(Stored items)
PR #4098, opened 2020-03-04
CFE-3041: Added .error.cf possibility to acceptance tests (3.15)

olehermanse:
Purpose is explained in testall script;
* `.x.cf` is for tests which are supposed exit with error,
  for example, invalid policy syntax.
* `.error.cf` is for tests which are supposed to log errors,
  but exit with 0. For example failed promises.

PR #4099, opened 2020-03-04
CFE-3041 Travis: Run errorlog acceptance tests

olehermanse:
It is debatable whether errorexit tests should be considered safe
or not, but errorlog should definitely be considered safe.


olehermanse:
Cherry-pick: https://github.com/cfengine/core/pull/4098

PR #368, opened 2021-10-15
Pilot: Banner initial work, reorganize layouts

margaree:
- Added a dismissible `d2l-alert` to top of the page
- The link doesn't have an href yet - we'll add this once the Confluence page actually exists
- I removed `basic` layout to avoid duplication, then created a `demo` which builds off `base` layout and adds the demo snippet import


GeorgePlukov:
If you wanted could also add a slight animation to the page content so that it slides up

PR #369, opened 2021-10-15
Demo: Non-iframed: Wrap getting height in a timeout to allow time for child to completely render

margaree:
The demo was getting a demoHeight of 27 since the label was initially loaded, and then since it doesn't change the height, since the goal of this piece is to have a consistent height when properties get changed, it would be stuck at 27px when the full html editor loaded.

I tried many combinations of `await updateComplete`s and `requestAnimationFrame`s, but `setTimeout` was the only thing I could get working that was generic enough.

This whole piece may change in the future (e.g., maybe we do want a start height that we resize on first load that's larger than that, or something like that) so this is hopefully just a bit of a bandaid for the current break.


margaree:
Since this is now broken in the main Daylight deployment, I'm just going to merge this one and we can figure out an alternate solution if wanted in the future.

PR #384, opened 2021-10-26
Tweaking pilot banner appearance/language

geurts:


pages/_includes/layouts/base.njk
```diff
@@ -12,6 +12,22 @@
 	</style>
 	<script src="{{assets.getPath("base-imports.js")}}" type="module"></script>
 	<script src="{{assets.getPath("navigation.js")}}" type="module"></script>
+	<script>
+		let showPilotHeader;
+
+		window.addEventListener('DOMContentLoaded', function() {
+			showPilotHeader = window.localStorage.getItem('hide-pilot-alert');
```
margaree, line 19: nit: Probably would want to call this `hidePilotAlert`

pages/_includes/layouts/base.njk
```diff
@@ -12,6 +12,22 @@
...
+	
+			if (showPilotHeader === 'true') {
```
margaree, line 21: I feel like we might want to do the reverse of this, where we hide by default and then show if `hidePilotAlert` is `false`, since otherwise we do get the slide in animation on pages after the banner has been closed. Otherwise this LGTM!

PR #395, opened 2021-10-29
Update Daylight look

margaree:
Initial pass to get Daylight looking more like the designs. This can be tweaked if the idea for the h2s changes but gets the basic work in place.

Doesn't handle ~hover~, animations, or h2 styling scrolled to/clicked on yet.

Also the nav title piece does a bit of an ugly FOUC that I hope to fix separately.


pages/about/overview.md
```diff
@@ -0,0 +1,22 @@
...
+  parent: about
+---
+
+# Overview
+
+Daylight is a living design system that unites all of D2L's products across devices and market segments to ensure a consistent user experience - at scale!
+
+This website is where you'll find the information, specifications, and resources to design and build great products with Daylight.
+
+## Getting Started
```
margaree, line 16: Left this empty for now since we don't have Design and Developer pages yet

pages/assets/navigation.js
```diff
@@ -114,6 +123,9 @@ class DaylightNavigation extends LitElement {
 					else return 0;
 				});
 			}
+			if (!entry.parent || !entry.parent.parent) {
```
margaree, line 126: This is to open the first child page for the top and secondary pages with children

pages/style-elements/illustration.md
```diff
@@ -7,7 +7,7 @@ eleventyNavigation:
 ---
 
 <style>
-  img {
+  img.d2l-daylight-illustrations-img {
```
margaree, line 10: These were overriding other img rules so I made them more specific

pages/components/status.md
```diff
@@ -9,9 +9,9 @@ eleventyNavigation:
 
 # Component Status
 
-This page lists all of our components, including [Labs]() components and [requested]() components. We include the overall status of each component, but for more details follow the link on the component name.
+This page lists all of our components, including [Labs](#labs-components) components and [requested](#requested-components) components. We include the overall status of each component, but for more details follow the link on the component name.
```
margaree, line 12: I noticed these weren't real links so I updated them and temporarily linked the `Component Tiers` to the guide

pages/_includes/css/style.css
```diff
@@ -43,33 +43,41 @@ d2l-alert.d2l-component-catalog-warning-banner {
...
 .d2l-component-catalog-title {
 	border-bottom: 1px solid #e6eaf0;
-	display: flex;
-	justify-content: center;
-	padding-bottom: 0.75rem;
-	padding-top: 0.75rem;
+	padding: 1.15rem 0 0.5rem 1.25rem;
+}
+.d2l-component-catalog-title div.d2l-heading-3 {
+	margin-bottom: 0 !important;
```
GeorgePlukov, line 62: Is there no way to set these using more specific css selectors?

GeorgePlukov (approved):

pages/_includes/css/style.css
margaree: Actually yeah this seems to already be specific enough. Will remove

PR #403, opened 2021-11-02
About: "What's New" page

margaree:
Not totally loving the `Design Site Development` heading. Also thoughts on if content should be in table with date and change columns, or just a list?


pages/about/whats-new.md
```diff
@@ -0,0 +1,16 @@
...
+  parent: about
+---
+
+# What's New
+
+This page will stay up-to-date with changes to components (e.g., new component pages) and to the design site iteself (e.g., new/changed functionality).
+
+## Components
+
+## Design Site Development
```
GeorgePlukov, line 16: Maybe we change this one to just be the url? `daylight.d2l.dev`?

GeorgePlukov:
Sorry missed the question about formatting. I feel like just using text should be fine for now, at least for our documentation site. I think this is a pretty classic format to follow https://keepachangelog.com/en/1.0.0/

Not sure how we should structure the component updates. Honestly if we wanted to track actual updates to components/pages I think it should happen within that components README and then pulled in as part of the build process. It would be a pretty dramatic change to introduce a changelog for every component though. Might be an issue we bring up with the team?

margaree:
Yeah for components at least initially I was thinking we just included components that have pages added, which we can update as a part of that "Published" auto-generated PR. If we'd want more detailed notes, we'd likely have to go into release notes which could get complex, and yeah something like pairing that with the README.

pages/about/whats-new.md
```diff
@@ -0,0 +1,24 @@
...
+  parent: about
+---
+
+# What's New
+
+This page will stay up-to-date with changes to components (e.g., new component pages) and to the design site iteself (e.g., new/changed functionality). The format is based on [Keep a Changelog](https://keepachangelog.com/en/1.0.0/).
+
+## Components
+
+### YYYY-MM-DD
```
margaree, line 16: I added these in as an example with the idea we would replace them once there are actual changes

GeorgePlukov (approved):

PR #409, opened 2021-11-03
Filter "Internal event", move sort into generate-pages script

margaree:
The "Internal event" piece was was the Selection page. I thought I would move the sort while I was there since it doesn't really need to be done in `demo-tables` and can be done in advance


tools/generate-pages.mjs
```diff
@@ -50,44 +50,88 @@ function _copyCustomElements(repos) {
...
-
-				if (attributeMember.description || !declaration.attributes) return;
-
-				const attributeName = attributeMember.attribute;
-				const attributeData = declaration.attributes.find((attribute) => attribute.name === attributeName);
-				if (attributeData) attributeMember.description = attributeData.description;
+		} else if (parsed.tags) {
+			parsed.tags.forEach((component) => {
+				if (component.attributes) {
+					component.attributes.sort((a, b) => {
```
GeorgePlukov, line 111: Maybe pull this sort out in a helper function if they seem to be the same/similar

GeorgePlukov (approved):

#### Work request:
What lines in the records above include the string "Labs"? Copy each one.

#### Output:
-This page lists all of our components, including [Labs]() components and [requested]() components. We include the overall status of each component, but for more details follow the link on the component name.
+This page lists all of our components, including [Labs](#labs-components) components and [requested](#requested-components) components. We include the overall status of each component, but for more details follow the link on the component name.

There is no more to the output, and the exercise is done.